> [ABOUT THIS TASK]: From the line containing "## Key information" through the final line of the records, reproduce every line exactly.

> [PROVIDED DATA]:
▬▬▬
Issue #325, opened 2021-03-10
RFC: API Gateway Proxy Event utils


michaelbrewer:
## Key information

* RFC PR: (leave this empty)
* Related issue(s), if known:
* Area: Utilities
▬▬▬
> [OUTPUT FOR THIS EXERCISE]:
## Key information

* RFC PR: (leave this empty)
* Related issue(s), if known:
* Area: Utilities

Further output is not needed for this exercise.